Rainer Bonhorst / 12.03.2010 / 21:05 / 0 / Seite ausdrucken

Don’t mention the Völkermord

Waren es 200 000 oder waren es eineinhalb Millionen Armenier? Man weiß es nicht genau. Die Türken haben bei ihrem Völkermord nicht so gut Buch geführt wie wir ordentlichen Deutschen bei unserem.

Und anders als wir geben sie nichts zu. Das hat ja durchaus etwas für sich: Schon als vollkaskoversicherter Autofahrer lernt man für den Fall eines Unfalls: Nichts zugeben. Sonst zahlt die Versicherung nicht.

Ob die Türken aus versicherungsrechtlichen oder aus anderen Gründen ihren Völkermord auch nach fast hundert Jahren nicht zugeben -  die Folgen sind leider unschön: Immer wenn westliche Politiker oder Institutionen offiziell sagen, der Mord an den Armeniern sei ein Völkermord gewesen, ist die offizielle Türkei beleidigt. Es werden Botschafter abgezogen, böse Worte werden ausgetauscht, und einige westliche Realpolitiker blicken betreten zu Boden. Denn die halten es bekanntlich mit der Devise: Don’t mention the genocide.

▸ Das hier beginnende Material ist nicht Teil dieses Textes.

Issue #1438, opened 2024-09-02
Improving Eclipse Icon Scaling by Supporting Vectorized Icons


Michael5601:
Eclipse currently relies on PNG files for displaying icons, requiring two different sizes to handle various zoom levels. For zoom factors between 100% and 174%, the original-size icon is used, while for zoom levels between 175% and 200%, a double-sized icon is displayed. This approach has several drawbacks:

1. **Quality Loss with Autoscaling**: Enabling autoscaling for icons using the flags `-Dswt.autoScale=quarter` or `-Dswt.autoScale=exact` can cause quality degradation, particularly on high-DPI displays or at high zoom levels, since PNGs do not scale well.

Dieses ungute Hin und Her wird es so lange geben, wie nicht genau geklärt ist, was der Mord an den Armeniern nun eigentlich war.

Nehmen wir mal zu Gunsten der Türken an, dass es kein Völkermord war. Was war es dann? Und selbst wenn es einer war, die Türken dies aber nicht gerne hören - das politische Problem bleibt das gleiche: Wie kann man etwas Entspannung in die angespannte Lage bringen.

Diplomatie ist im Kern Sprachkunst. Könnte man möglicherweise eine Formulierung finden, mit der beide Seiten leben können? Eine Art versöhnliche Mordformel?

Vielleicht. Aber welche? Die Armenier sind tot. Da beißt die Maus keinen Faden ab. Wie also soll man zur beidseitigen Zufriedenheit die gehäuften Todesfälle nennen? Ja, wie wär’ es damit: gehäufte Todesfälle! Eine schöne Formulierung, aber vielleicht doch ein wenig zu diplomatisch.

Oder könnte man von einem Kriegsversehen sprechen? Bei dieser Wortwahl könnte die türkische Seite Verwechslungsprobleme geltend machen, da die Armenier damals tendenziell russenfreundlich waren, im Zweifel also für Russen gehalten werden konnten.

Aber auch hier begegnen wir Problemen. Einem ethischen: Der Mord an vermeintlichen Russen wäre nicht viel positiver einzustufen als der an echten Armeniern. Hinzu kommen gleich zwei sprachliche Probleme: Das Wort Kriegsversehen würde in westlichen Ohren wohl doch etwas zu verharmlosend klingen, während es für türkische Ohren akustisch dem Begriff Kriegsverbrechen peinlich nahe käme.

Was wäre die Alternative? Käme das Wort Massen-Ehrenmord in Frage? Nein, auch nicht. Der Begriff Ehrenmord hat in den letzten Jahren sehr gelitten und dürfte in der Türkei nicht als eine Wortwahl mit Vermittlungspotenzial empfunden werden.

Nein, es sieht nicht gut aus. Auch sprachdiplomatisch scheint sich das Armenier-Problem nicht lösen zu lassen. So wird es wohl dabei bleiben: Die Türken werden auch in den nächsten hundert Jahren beleidigt sein müssen, wenn einer im Westen sagt, der Völkermord an den Armeniern war ein Völkermord.